▶ Activity: Retype the listing that follows without a single change.

▶ Exercise data:
PR #202, opened 2021-11-22
feat: build storybook on netlify

feedm3:
I added a build pipeline for Storybook on our Netlify account. Storybook should be built with every pull request now. The link will be posted as comment into the PR, like Gatsby Cloud also does.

▶ Completed exercise:
PR #202, opened 2021-11-22
feat: build storybook on netlify

feedm3:
I added a build pipeline for Storybook on our Netlify account. Storybook should be built with every pull request now. The link will be posted as comment into the PR, like Gatsby Cloud also does.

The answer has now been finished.